单子叶植物CRISPR载体的构建(2)
CRISPR-Cas (clustered regularly interspaced short palindromic repeats-CRISPR-associated proteins)系统是细菌与古生菌中用来抵御外源病毒或质粒 DNA 入侵的获得性免疫系统。对于一个典型的CRISPR位点而言通常包含若干长度为20-50bp的保守性的正向重复序列和被其间隔开的短的非重复序列,以及位于重复上游的引导序列[3]。CRISPR系统存在三种类型,尤其以II型CRISPR系统研究较多,在II型CRISPR系统中存在Cas9核酸酶,又称CRISPR/Cas9系统。

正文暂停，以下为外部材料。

PR #21, opened 2022-08-02
feat: use QoS level 1 for critical messages

vsomayaji:
This switches from MQTT [Quality of Service](https://www.hivemq.com/blog/mqtt-essentials-part-6-mqtt-quality-of-service-levels/) (QoS) level 0 (at most once) to level 1 (at least once) for critical messages that are safe to deliver multiple times.

### DIFF
--- a/lib/src/platform_mq.dart
+++ b/lib/src/platform_mq.dart
@@ -50,7 +50,7 @@ class PlatformMQImpl implements PlatformMQ {
       _client.connectionMessage = MqttConnectMessage()
         ..startClean()
         ..withWillMessage(lastWillMessage)
-        ..withWillQos(MqttQos.atMostOnce)
+        ..withWillQos(MqttQos.atLeastOnce)
         ..withWillTopic(lastWillTopic);
     }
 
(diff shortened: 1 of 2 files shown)


lib/src/platform_mq.dart
```diff
@@ -50,7 +50,7 @@ class PlatformMQImpl implements PlatformMQ {
       _client.connectionMessage = MqttConnectMessage()
         ..startClean()
         ..withWillMessage(lastWillMessage)
-        ..withWillQos(MqttQos.atMostOnce)
+        ..withWillQos(MqttQos.atLeastOnce)
```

Cas9核酸酶具有改造crRNA和破坏双链DNA的双重功能[7]。位于sgRNA5‘端的20个左右的碱基决定CRISPR/Cas9系统在应用时Cas9核酸酶特异性切割的部位,主要负责决定CRISPR/Cas9系统的特异性,因此,只要改变这段引导RNA序列即可使Cas9定位到新的DNA序列上,如果同时引用多个引导RNA也可同时进行基因组上多个不同位点的编辑,从而实现复合基因的编辑。
CRISPR/Cas9系统介导的植物基因的定点突变原理为:首先,Cas9蛋白与sgRNA形成复合体。其次,上述复合体切割与sgRNA的spacer互补的基因组DNA序列,随后造成双链DNA的损伤。最后通过体内的NHEJ或HR修复机制将引入基因突变[4]。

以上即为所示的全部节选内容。